I understand that it's just one facet of a system being PCI compliant. But obviously the hosting service, hosting company, datacenter, and everybody in between has to be PCI compliant.


----------



## XFS_Duke (Nov 15, 2013)

Generally, datacenters are PCI compliant in a few factors. Main one is data access restrictions. Others are far more complex, but generally they are compliant. I think it has something more to do with the regulations regarding the datacenters actually... Not sure... Might want to contact the DC's and ask them if their infrastructure is in fact PCI compliant.


----------



## concerto49 (Nov 15, 2013)

XFS_Duke said:


> Generally, datacenters are PCI compliant in a few factors.
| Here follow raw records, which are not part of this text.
PR #744, opened 2023-06-06
Add coordinator load test via `ln-dlc-node`

holzeis:
The motivation to add this test is to check that a hosted coordinator is able to trade repeatedly with an app. In this case we simply
simulate the app rather than using the `mobile/native` crate.

Notably, we have to interact with the coordinator's HTTP API. To do so we have to pretend like we got a match from the orderbook. We could involve the orderbook too, but it isn't strictly necessary at this stage.

The test in its current state is much slower than it needs to be. We should work towards replacing the hard-coded sleeps with calls to `wait_until`, wherever possible.

We've added a `load_tests` flag because we probably should refrain from running this type of test as frequently as the rest of the
`ln-dlc-node` tests. Currently it relies on the public regtest `coordinator` being up an running, and sufficiently funded. Eventually
we might want to run this kind of test, for example, before every release.

### DIFF
--- a/crates/ln-dlc-node/src/tests/load.rs
+++ b/crates/ln-dlc-node/src/tests/load.rs
@@ -1,0 +1,208 @@
+use crate::ln::app_config;
+use crate::node::Node;
+use crate::node::NodeInfo;
+use crate::node::PaymentMap;
+use crate::tests::init_tracing;
+use crate::tests::wait_until;
+use anyhow::Result;
+use coordinator::Coordinator;
+use coordinator::Direction;
+use dlc_manager::subchannel::SubChannelState;
+use dlc_manager::Storage;
+use std::borrow::Borrow;
+use std::sync::Arc;
+use std::time::Duration;
+
+mod coordinator;
+
+const ESPLORA_ORIGIN_PUBLIC_REGTEST: &str = "http://35.189.57.114:3000";
+
+#[tokio::test]
+async fn single_app_many_positions_load() {
+    init_tracing();
+
+    let coordinator = Coordinator::new_public_regtest();
+    let app = Arc::new(
+        Node::start_test(
+            "app",
+            app_config(),
+            ESPLORA_ORIGIN_PUBLIC_REGTEST.to_string(),
+        )
+        .unwrap(),
+    );
+
+    tokio::spawn({
+        let app = app.clone();
+        let coordinator_info = coordinator.info();
+        async move { keep_connected(app, coordinator_info).await }
+    });
+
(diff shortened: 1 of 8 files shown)


luckysori:
I've been working on getting this to work, as the hanging bug seems to be really hard to reproduce manually: I traded 20 times in a row or so without trouble.

holzeis (commented):
Thanks for taking over @luckysori

crates/ln-dlc-node/src/tests/load.rs
```diff
@@ -0,0 +1,177 @@
...
+use std::sync::Arc;
+use std::time::Duration;
+
+mod coordinator;
+
+const ESPLORA_ORIGIN_PUBLIC_REGTEST: &str = "http://35.189.57.114:3000";
+
+#[cfg(feature = "load_tests")]
+#[tokio::test]
+async fn single_app_many_positions_load() {
```
klochowicz, line 23: I would consider moving it to an example eventually, because we could use `clap` to pass in arguments, e.g. the amount or even whether to try against local coordinator.

crates/ln-dlc-node/src/tests/load.rs
```diff
@@ -0,0 +1,177 @@
...
+    tokio::time::sleep(Duration::from_secs(5)).await;
+
+    // Operating the bitcoin node remotely is too much of a hassle. Just prepare the environment
+    // before running this test
+    coordinator
+        .open_channel(&app, 200_000, 100_000)
+        .await
+        .unwrap();
+
+    for n in 1..100 {
```
klochowicz, line 51: might be useful to at least put the total amount of positions into a const

klochowicz (approved):
thanks for automating this step! it's test code, so as long as it does the job the sleeps are fine 🤞

crates/ln-dlc-node/src/tests/load.rs
luckysori: I think it's a really good idea to create a dedicated binary for this. It's not really a test that should be treated like the others.

But it's not really an example either. I think it could just be a separate crate, right? Same goes for `fund`.

klochowicz: I don't mind having them as crates; it's also better than as a test as it gives us the same benefits. 
an example for me was a nice way of preventing its compilation during release etc. otherwise they'll need to get *always* compiled along with the workspace - I thought you cared about this part after seeing the feature flag, hence the "example" suggestion.

luckysori:
Can iterate on this later, let's merge it.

Main one is data access restrictions. Others are far more complex, but generally they are compliant. I think it has something more to do with the regulations regarding the datacenters actually... Not sure... Might want to contact the DC's and ask them if their infrastructure is in fact PCI compliant.
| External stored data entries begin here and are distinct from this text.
PR #746, opened 2023-06-07
Actually assert on DLC channel state in tests

luckysori:
We somehow forgot to assert on the value returned by the `matches!` macro :facepalm:


klochowicz (approved):
LGTM!

PR #748, opened 2023-06-08
Take advantage of parking_lot Mutex

klochowicz:
See commit messages for details;
TL;DR: it's faster, more convenient, widely used and can detect deadlocks.


luckysori (approved):
Nice, let's do this.

klochowicz:
> Nice, let's do this.
cheers.

I'll do the same for that particular peer_state lock in `rust-lightning` fork we're using.

PR #749, opened 2023-06-08
chore: Use rust-lightning fork with parking_lot

klochowicz:
An attempt to try to pin down the reason we're running into deadlock in rust-dlc
rust-lighting fork.


luckysori (approved):
Let's try it!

You need an audit from a 3rd party to pass all the tests. I read the report we got earlier. Different rules depending if it's colo etc.


----------



## kaniini (Nov 16, 2013)

We can probably arrange a solution either in our public VM cluster, which is ISO 27017 and also PCI compliant, or on dedicated hardware.  Feel free to hit me up in a PM with your specific needs.


----------



## HDPIXEL (Nov 16, 2013)

I currently manage  several PC compliant servers with LiquidWeb (stormOnDemand.com). I had to make a lot of tweaks, and turned off many services  to the WHM/cPanel software.  The most expensive element of the PCI compliance process is to pass successfully and get the report title:  "ASV Scan Report Attestation of Scan Compliance "

See list of approved scanning vendors.

https://www.pcisecuritystandards.org/approved_companies_providers/approved_scanning_vendors.php#

Paypal always recommends https://pci.trustwave.com/paypal

One of my customer used McAfee service. I was please to use it as their software system tells you what to fix. And the end, you get the report already done that needs to be turned in to VISA/MC or gateway vendor/processor (e.g .PAYPAL).

My advise to you is negotiate the scanning price.   X-cart x-payment is PCI compliance, you can install it on your own server or use their subscription service.

Best of luck to you.


----------



## Slownode (Nov 16, 2013)

PCI/ISO compliance is a joke.


----------



## shovenose (Nov 16, 2013)

Thanks guys. I might just use Stripe.js though. But their fees suck


----------



## WebSearchingPro (Nov 16, 2013)

Slownode said:


> PCI/ISO compliance is a joke.


Whether its actually beneficial or not from a monetary standpoint isnt the point. If there was a PCI-DSS/HIPAA/ISO I would inherently trust that they know more and care about security more than the average kid that just ordered a piece of hardware from CC and throw a bunch of people on it.

Just my two cents.


----------



## shovenose (Nov 16, 2013)

WebSearchingPro said:


> Whether its actually beneficial or not from a monetary standpoint isnt the point. If there was a PCI-DSS/HIPAA/ISO I would inherently trust that they know more and care about security more than the average kid that just ordered a piece of hardware from CC and throw a bunch of people on it.
> 
> Just my two cents.


See, that's kinda my goal. But if I use Stripe.js I don't have to worry about it. But being PCI compliant shows that the company has spend time and money on securing their shit, if you know what I mean.


----------



## datarealm (Nov 20, 2013)

Slownode said:


> PCI/ISO compliance is a joke.


(rant)

We got to be their guinea pig about 12 or so years ago as they devised the standard.  We had a client on our shared hosting platform using a perl shopping cart system who's account got breached through a hole in the cart.  CC data he was storing was compromised but visa had NO clue about any of this.   Their first response was to disable our own merchant account.  Paypal was not really a big thing yet, about 80% of our revenue came through visa/mc at the time, which they held up for 12 straight days.  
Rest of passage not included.